> [Work required]: Two lines in the listing below mark the span: one contains "err = newClientWithRemoteClusterInfo(remoteConfig, &clusterInfo)" and one contains "func (cf *clientFactory) GetSAClient(cluster". Reproduce both of them and everything between, exactly.

◆ ◆ ◆

Issue #6924, opened 2023-12-05
Use client-go's service account token client refresh


nrfox:
### What do you want to improve?

This is a "tech debt" issue. To address: https://github.com/kiali/kiali/issues/5070, the ability to watch the service account token file and refresh Kiali's kube client/cache was added. It turns out this functionality already exists in the kubernetes go client. In order for this to work however, when you create the `rest.Config` you need to set the `TokenFile` field per: https://github.com/kubernetes/client-go/blob/84a6fe7e4032ae1b8bc03b5208e771c5f7103549/transport/round_trippers.go#L283-L302

The way that Kiali is constructing the `rest.Config`, Kiali does not set this. 
https://github.com/kiali/kiali/blob/9a11e24d993ef34be0de7fbad3d6df946a530bfa/kubernetes/client_factory.go#L88-L93

Kiali should only set this for the Kiali Service Account Client but once that field is set, the client should be able to refresh itself which would simplify the client and cache.

### What is the new behavior?

Token refresh works by relying on the underlying client-go to do the refresh.

jmazzitelli:
> In order for this to work however, when you create the `rest.Config` you need to set the `TokenFile` field per:

I believe you mean `BearerTokenFile` as declared here: https://github.com/kubernetes/client-go/blob/v12.0.0/rest/config.go#L74-L77

PR #7023, opened 2024-01-12
use built-in SA token refresh functionality within client-go

jmazzitelli:
fixes: https://github.com/kiali/kiali/issues/6924

### DIFF
--- a/kubernetes/client_factory.go
+++ b/kubernetes/client_factory.go
@@ -160,11 +160,12 @@ func newClientFactory(restConfig *rest.Config) (*clientFactory, error) {
 	return f, nil
 }
 
-// newClient creates a new ClientInterface based on a users k8s token
+// newClient creates a new ClientInterface based on a users k8s token. It is assumed users do not have a token file in authInfo.
 func (cf *clientFactory) newClient(authInfo *api.AuthInfo, expirationTime time.Duration, cluster string) (ClientInterface, error) {
 	config := *cf.baseRestConfig
 
 	config.BearerToken = authInfo.Token
+	config.BearerTokenFile = ""
 
 	// There is a feature when using OpenID strategy to allow using a proxy
 	// for the cluster API.  People may want to place a proxy in
@@ -185,7 +186,7 @@ func (cf *clientFactory) newClient(authInfo *api.AuthInfo, expirationTime time.D
 		var err error
 
 		if cluster == cf.homeCluster {
-			kialiToken, err = GetKialiTokenForHomeCluster()
+			kialiToken, _, err = GetKialiTokenForHomeCluster()
 		} else {
 			kialiToken, err = cf.GetSAClient(cluster).GetToken(), nil
 		}
@@ -250,6 +251,7 @@ func (cf *clientFactory) newClient(authInfo *api.AuthInfo, expirationTime time.D
 		if !(cfg.Auth.Strategy == kialiConfig.AuthStrategyAnonymous) &&
 			!(cfg.Auth.Strategy == kialiConfig.AuthStrategyOpenId && cfg.Auth.OpenId.DisableRBAC) {
 			remoteConfig.BearerToken = authInfo.Token
+			remoteConfig.BearerTokenFile = ""
 		}
 
 		newClient, err = newClientWithRemoteClusterInfo(remoteConfig, &clusterInfo)
@@ -417,64 +419,9 @@ func getTokenHash(authInfo *api.AuthInfo) string {
 
 // KialiSAClients returns all clients associated with the Kiali service account across clusters.
 func (cf *clientFactory) GetSAClient(cluster string) ClientInterface {
-	// while we are here, refresh the client
-	if err := cf.refreshClientIfTokenChanged(cluster); err != nil {
-		log.Errorf("Unable to refresh Kiali SA client for cluster [%s]: %v", cluster, err)
-	}
-
 	cf.mutex.RLock()
 	defer cf.mutex.RUnlock()
 	return cf.saClientEntries[cluster]
-}
-
-// Check for kiali token changes and refresh the client when it does.
-func (cf *clientFactory) refreshClientIfTokenChanged(cluster string) error {
-	var refreshTheClient bool // will be true if the client needs to be refreshed
-	var rci *RemoteClusterInfo
-
-	if cluster == cf.homeCluster {
-		// LOCAL CLUSTER
-		if newTokenToCheck, err := GetKialiTokenForHomeCluster(); err != nil {
-			return err
-		} else {
-			cf.mutex.RLock()
-			client, ok := cf.saClientEntries[cluster]
-			cf.mutex.RUnlock()
-			if !ok {
-				return errors.New("there is no home cluster SA client to refresh")
-			}
-			refreshTheClient = client.GetToken() != newTokenToCheck
-			rci = nil
-		}
-	} else {
-		// REMOTE CLUSTER
-		cf.mutex.RLock()
-		remoteRci, ok := cf.remoteClusterInfos[cluster]
-		cf.mutex.RUnlock()
-		if !ok {
-			return fmt.Errorf("cannot refresh token for unknown cluster [%s]", cluster)
-		} else {
-			if reloadedRci, err := reloadRemoteClusterInfoFromFile(remoteRci); err != nil {
-				return err
-			} else {
-				refreshTheClient = (reloadedRci != nil) // note that anything (not just the token) that changed will trigger the client to be refreshed
-				rci = reloadedRci
-			}
-		}
-	}
-
-	if refreshTheClient {
-		log.Debugf("Kiali SA token has changed for cluster [%s], refreshing the client", cluster)
-		newClient, err := cf.newSAClient(rci)
-		if err != nil {
-			return err
-		}
-		cf.mutex.Lock()
-		cf.saClientEntries[cluster] = newClient
-		cf.mutex.Unlock()
-	}
-
-	return nil
 }
 
 // KialiSAHomeClusterClient returns the Kiali service account client for the cluster where Kiali is running.
@@ -498,13 +445,14 @@ func (cf *clientFactory) getConfig(clusterInfo *RemoteClusterInfo) (*rest.Config
 	} else {
 		// Just read the token and then use the base config.
 		// We're an in cluster client. Read the kiali service account token.
-		kialiToken, err := GetKialiTokenForHomeCluster()
+		kialiToken, kialiTokenFile, err := GetKialiTokenForHomeCluster()
 		if err != nil {
 			return nil, fmt.Errorf("unable to get Kiali service account token: %s", err)
 		}
 
 		// Copy over the base rest config and the token
 		clientConfig.BearerToken = kialiToken
+		clientConfig.BearerTokenFile = kialiTokenFile
 	}
 
 	if !kialiConfig.KialiFeatureFlags.Clustering.EnableExecProvider {
--- a/business/authentication/header_auth_controller.go
+++ b/business/authentication/header_auth_controller.go
@@ -72,7 +72,7 @@ func (c headerAuthController) Authenticate(r *http.Request, w http.ResponseWrite
 		}
 	}
 
-	kialiToken, err := kubernetes.GetKialiTokenForHomeCluster()
+	kialiToken, _, err := kubernetes.GetKialiTokenForHomeCluster()
 	if err != nil {
 		return nil, err
 	}
--- a/business/authentication/openid_auth_controller.go
+++ b/business/authentication/openid_auth_controller.go
@@ -247,7 +247,7 @@ func (c OpenIdAuthController) ValidateSession(r *http.Request, w http.ResponseWr
 		// If RBAC is off, it's assumed that the kubernetes cluster will reject the OpenId token.
 		// Instead, we use the Kiali token and this has the side effect that all users will share the
 		// same privileges.
-		token, err = kubernetes.GetKialiTokenForHomeCluster()
+		token, _, err = kubernetes.GetKialiTokenForHomeCluster()
 		if err != nil {
 			return nil, fmt.Errorf("error reading the Kiali ServiceAccount token: %w", err)
 		}
--- a/business/dashboards.go
+++ b/business/dashboards.go
@@ -6,8 +6,6 @@ import (
 	"strings"
 	"sync"
 
-	"k8s.io/client-go/tools/clientcmd/api"
-
 	"github.com/kiali/kiali/config"
 	"github.com/kiali/kiali/config/dashboards"
 	"github.com/kiali/kiali/log"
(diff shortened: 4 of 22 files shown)


jmazzitelli:
@nrfox I think I need to write at least one unit test here (if not more) but I'm still figuring what they will look like. However, I want you to take a look at what I have now. All unit tests pass (indeed, all CI tests are green) but I would like a second pair of eyes on this to make sure I touched all the places (correctly) and that I didn't miss others.

jmazzitelli:
I'm not sure how to test this. The SA token that gets auto-mounted at `/var/run/secrets/kubernetes.io/serviceaccount/token` has a long expiration time. I think we'd need to customize the cluster (at startup) to change that.

Reading some info on the internets, I found this:
* https://medium.com/@th3b3ginn3r/understanding-service-accounts-in-kubernetes-e9d2abe19df8
* https://stackoverflow.com/questions/69375195/kubernetes-projected-service-account-token-expiry-time-issue
* https://kubernetes.io/docs/reference/access-authn-authz/service-accounts-admin/

But I can't find anything that seems like it will make this easy in, say, a unit test (or even a molecule test).

To see the expiration date default, I have Kiali installed and looked at the SA token:

```sh
$ kubectl exec -it -n istio-system deployments/kiali -- cat /var/run/secrets/kubernetes.io/serviceaccount/token | hack/jwt-decode.sh 
Header
{
  "alg": "RS256",
  "kid": "WaO1w3fabzz0RKyNh5Lp9-8ycXIzFDtZOAQ6KXS1gtk"
}
Payload
{
  "aud": [
    "https://kubernetes.default.svc.cluster.local"
  ],
  "exp": 1736946190,
  "iat": 1705410190,
  "iss": "https://kubernetes.default.svc.cluster.local",
  "kubernetes.io": {
    "namespace": "istio-system",
    "pod": {
      "name": "kiali-68b89947f-jfrpn",
      "uid": "c4777af2-cb0b-4fb9-beb1-5ab2ca7dd298"
    },
    "serviceaccount": {
      "name": "kiali-service-account",
      "uid": "66977dbb-1689-4291-8b14-a2e0c45ea2c2"
    },
    "warnafter": 1705413797
  },
  "nbf": 1705410190,
  "sub": "system:serviceaccount:istio-system:kiali-service-account"
}
Signature is NOT valid
```

That "exp" expiry date (`1736946190`) is a 1-year expiration date (Wednesday, 15 January 2025).

nrfox:
> I'm not sure how to test this. The SA token that gets auto-mounted at `/var/run/secrets/kubernetes.io/serviceaccount/token` has a long expiration time. I think we'd need to customize the cluster (at startup) to change that.

@jmazzitelli iirc the default is 1 hour. If the token gets updated automatically after the expiry time then it should be working.

> But I can't find anything that seems like it will make this easy in, say, a unit test (or even a molecule test).

I don't think we need to test the rotation specifically. We rely on the client-go library to do the rotation as long as we set the `BearerTokenFile` field so we can test that we set the field appropriately. Also iirc you can't set the expiry time lower than some threshold (15 mins mabye) so writing an automated real world test for this would require a long running test.

kubernetes/client.go
```diff
@@ -130,7 +130,13 @@ func getConfigForLocalCluster() (*rest.Config, error) {
 	remoteSecretPath := kialiconfig.Get().Deployment.RemoteSecretPath
 	if remoteSecret, readErr := GetRemoteSecret(remoteSecretPath); readErr == nil {
 		log.Debugf("Using remote secret for local cluster config found at: [%s]. Kiali must be running outside the kube cluster.", remoteSecretPath)
-		return clientcmd.NewDefaultClientConfig(*remoteSecret, nil).ClientConfig()
+		cc, err := clientcmd.NewDefaultClientConfig(*remoteSecret, nil).ClientConfig()
+		if err != nil {
+			return cc, err
+		}
+		cc.BearerToken = "" // force use of BearerTokenFile so client can refresh the token
+		cc.BearerTokenFile = remoteSecretPath
```
nrfox, line 138: I don't think you need to do this for the remote secrets. They will use long lived tokens: https://github.com/kiali/kiali/blob/master/hack/istio/multicluster/kiali-prepare-remote-cluster.sh#L127-L141 and I don't think those can be managed or refreshed by client-go since it is for a service account in another cluster.

kubernetes/client.go
```diff
@@ -139,6 +145,7 @@ func getConfigForLocalCluster() (*rest.Config, error) {
 			log.Errorf("Error '%v' getting config for local cluster", err.Error())
 			return nil, err
 		}
+		incluster.BearerToken = "" // force use of BearerTokenFile so client can refresh the token
```
nrfox, line 148: I don't think you need to set this explicitly here either since it gets set already in `rest.InClusterConfig`: https://github.com/kubernetes/client-go/blob/fb8b7346aacefea5ee2ab2e234afc4451c90c435/rest/config.go#L511-L541.

nrfox (commented):
Just glancing over everything and it looks good to me. I think you touched all the areas that needed to get cleaned up.

kubernetes/client.go
jmazzitelli: This code now sets BearerTokenFile everywhere that it is known, and it also sets BearerToken to "" everywhere that the BearerTokenFile is known. I did this for two reasons:

1. This makes everything consistent - where a file is known, then set it; and blank the token in those instances. Otherwise we'll have code that will look strange to future devs ("why is the file set here but not here?"). Just always set the bearer file everywhere that it is known. The file is used under the covers by the go-client and the token is loaded at that time (at least, that's how I am seeing it work). If, for some reason, setting the BearerTokenFile is a no-op and that file is not read to obtain the token, that we can look to adjust this (but if that really happens and the file is ignored, that sounds like a bug - which gets me to my second reason why I did this...)
2. I want to ensure that BearerTokenFile is actually being used - if we set both, we actually cannot be assured all underlying code is using the File if it also has the Token. And we'll never know we have a bug unless some one tests a token past its expiration time (and that would only happen when deployed out in the wild since we don't have any tests that literally test an expiring token).

My latest commit has a unit test that now looks at the bearer token and bearer token file fields to make sure they are set for the home cluster and a remote cluster.

jmazzitelli:
ok, I think I found a problem in this entire thing. Unit test failures are bringing this up.

func (cf *clientFactory) GetClients(authInfo *api.AuthInfo) (map[string]ClientInterface, error) {

expects a token in the authInfo. And I think we use this sometimes with SA auth.

jmazzitelli:
> expects a token in the authInfo. And I think we use this sometimes with SA auth.

Ah.. no, I think it is because these unit tests are using some functions as a convenience to create some user tokens, but the functions aren't behaving like they did before. Gonna need to rethink some of the test code here.

kubernetes/client.go
nrfox: > I want to ensure that BearerTokenFile is actually being used - if we set both, we actually cannot be assured all underlying code is using the File if it also has the Token.

I think you can legitimately set one but not the other i.e. you can set `BearerToken` but not `BearerTokenFile`. Right now for the remote config, we only override `qps` and `burst` but all other settings come straight from user configuration and I don't want that to change by overriding more fields: https://github.com/kiali/kiali/blob/7eb710750713a2ee70a9a6f6d1252b3da2ac9f4a/kubernetes/client_factory.go#L491-L497

The only thing that needs to change is for the kiali SA client for the home cluster to also set the `BearerTokenFile`. If we were to just use `rest.InClusterConfig` then this would be happening already. For instance, I'm not sure why we copy over the token here instead of using `rest.InClusterConfig`: https://github.com/kiali/kiali/blob/7eb710750713a2ee70a9a6f6d1252b3da2ac9f4a/kubernetes/client_factory.go#L499-L507

jmazzitelli: > I think you can legitimately set one but not the other i.e. you can set `BearerToken` but not `BearerTokenFile`.

Docs imply you can set both, but a non-empty File means the Token will be refreshed (except for when using OAuth2, which is why I wasn't sure if I should leave Token as-is or empty it out.. I'm thinking I'm going to revert that change and just leave them both set.). Here's the docs:

https://pkg.go.dev/k8s.io/client-go@v0.28.3/rest#Config.BearerToken

```go
// Server requires Bearer authentication. This client will not attempt to use
// refresh tokens for an OAuth2 flow.
// TODO: demonstrate an OAuth2 compatible client.
BearerToken [string](https://pkg.go.dev/builtin#string) `datapolicy:"token"`

// Path to a file containing a BearerToken.
// If set, the contents are periodically read.
// The last successfully read value takes precedence over BearerToken.
BearerTokenFile [string](https://pkg.go.dev/builtin#string)
```

jmazzitelli: > For instance, I'm not sure why we copy over the token here instead of using `rest.InClusterConfig`

Yeah, there was a couple things in the code that made me scratch my head wondering why we were doing things. I think changes happened rapidly in here and we just missed a few places.

jmazzitelli: I reverted some of the code I originally pushed. I no longer blank the token. The docs imply that the token will be overridden if File is provided and the File is refreshed. My paranoia just caused me to do more work, so I reverted that. I'll trust the go-client does the right thing.

jmazzitelli: > For instance, I'm not sure why we copy over the token here instead of using `rest.InClusterConfig`:

Well, I found out why we do this. It uses the base config that was passed to the factory, not the InClusterConfig. And it does this because it is mock-friendly (we must pass in mock configs when creating factories in tests - indeed, I see errors in the tests when I changed this code to use InClusterConfig).

See: https://github.com/kiali/kiali/blob/v1.78.0/kubernetes/client_factory.go#L119-L121

```
// newClientFactory allows for specifying the config and expiry duration
// Mock friendly for testing purposes
func newClientFactory(restConfig *rest.Config) (*clientFactory, error) {
```

kubernetes/client_factory.go
```diff
@@ -493,18 +440,22 @@ func (cf *clientFactory) getConfig(clusterInfo *RemoteClusterInfo) (*rest.Config
 			return nil, err
 		}
 
+		// Set the token file so the underlying client can refresh it when needed.
+		remoteConfig.BearerTokenFile = clusterInfo.SecretFile
```
nrfox, line 444: I'm still leery of manually overriding these settings and I think this already gets set by `client-go` if you have a `SecretFile` in your kubeconfig?

kubernetes/client.go
```diff
@@ -130,7 +130,12 @@ func getConfigForLocalCluster() (*rest.Config, error) {
 	remoteSecretPath := kialiconfig.Get().Deployment.RemoteSecretPath
 	if remoteSecret, readErr := GetRemoteSecret(remoteSecretPath); readErr == nil {
 		log.Debugf("Using remote secret for local cluster config found at: [%s]. Kiali must be running outside the kube cluster.", remoteSecretPath)
-		return clientcmd.NewDefaultClientConfig(*remoteSecret, nil).ClientConfig()
+		cc, err := clientcmd.NewDefaultClientConfig(*remoteSecret, nil).ClientConfig()
+		if err != nil {
+			return cc, err
+		}
+		cc.BearerTokenFile = remoteSecretPath
```
nrfox, line 137: Same comment here about not overriding what the user provides in the remote kube config. We should be able to verify that if you set `SecretFile` in your kubeconfig that `client-go` will in turn set `BearerTokenFile`.

nrfox (commented):
Some minor comments but otherwise looks good. I'll test this out to make sure that when the token gets rotated, access still works.

jmazzitelli:
int tests showing failures like this:
```
E0116 20:51:37.072155       1 reflector.go:147] pkg/mod/k8s.io/client-go@v0.28.3/tools/cache/reflector.go:229: Failed to watch *v1.Deployment: failed to list *v1.Deployment: Get "https://172.18.0.5:6443/apis/apps/v1/deployments?limit=500&resourceVersion=0": net/http: invalid header field value for "Authorization"
```
Looks like I nicked something and causing that header to have an invalid value. The logs don't tell me the value, though.

kubernetes/client.go
jmazzitelli: let me check that. I was assuming it wasn't going to set that under the covers. But I'll check. This could be why I am getting errors in CI.

kubernetes/client_factory.go
jmazzitelli: not set. I change this line 444 to this:
```go
		//MAZZ DELETE remoteConfig.BearerTokenFile = clusterInfo.SecretFile
		log.Errorf("MAZZ2 btf=[%v];sf=[%v]", remoteConfig.BearerTokenFile, clusterInfo.SecretFile)
```
and in the logs I see:
```
2024-01-17T19:09:02Z ERR MAZZ2 btf=[];sf=[/kiali-remote-cluster-secrets/kiali-remote-cluster-secret-west/west]
```

jmazzitelli: But yet when I leave line 444 the way it is here, I get this error:
```
2024-01-17T19:12:17Z ERR MAZZ2 btf=[/kiali-remote-cluster-secrets/kiali-remote-cluster-secret-west/west];sf=[/kiali-remote-cluster-secrets/kiali-remote-cluster-secret-west/west]
...
W0117 19:12:27.423526       1 reflector.go:535] pkg/mod/k8s.io/client-go@v0.28.3/tools/cache/reflector.go:229: failed to list *v1.ReplicaSet: Get "https://172.18.0.5:6443/apis/apps/v1/replicasets?limit=500&resourceVersion=0": net/http: invalid header field value for "Authorization"
```
I suspect I don't understand what value the BearerTokenFile should be.

jmazzitelli: I was assuming "BearerTokenFile" is the same as the kubeconfig file, but apparently it is not. The BearerTokenFile can be specified in the kubeconfig, and I believe that is what should get set here. We do not have BearerTokenFiles defined in our generated remote cluster secrets.

So I have a feeling this client-go feature is for something slightly different that what we are expecting to be able to use it. I don't think this is something we can use (i.e. I think we should keep our code that refreshes).

@nrfox See if you understand this differently than me, and let me know what I'm missing.

nrfox: > I was assuming "BearerTokenFile" is the same as the kubeconfig file, but apparently it is not.

`BearerTokenFile` is not the same as the kubeconfig. It is a file that contains the `BearerToken`. In the case of the `InClusterConfig` it is just `/var/run/secrets/kubernetes.io/serviceaccount/token`.

jmazzitelli: OK, I think I get it. I was thinking this was going to refresh everything, not just the in-cluster client.

kubernetes/client.go
jmazzitelli: I removed this

kubernetes/client_factory.go
jmazzitelli: I removed this.

jmazzitelli:
OK, now I only have the bearer token file explicitly being set for when using the in-cluster SA token.

nrfox (approved):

◆ ◆ ◆

> [Final answer]:
 		newClient, err = newClientWithRemoteClusterInfo(remoteConfig, &clusterInfo)
@@ -417,64 +419,9 @@ func getTokenHash(authInfo *api.AuthInfo) string {
 
 // KialiSAClients returns all clients associated with the Kiali service account across clusters.
 func (cf *clientFactory) GetSAClient(cluster string) ClientInterface {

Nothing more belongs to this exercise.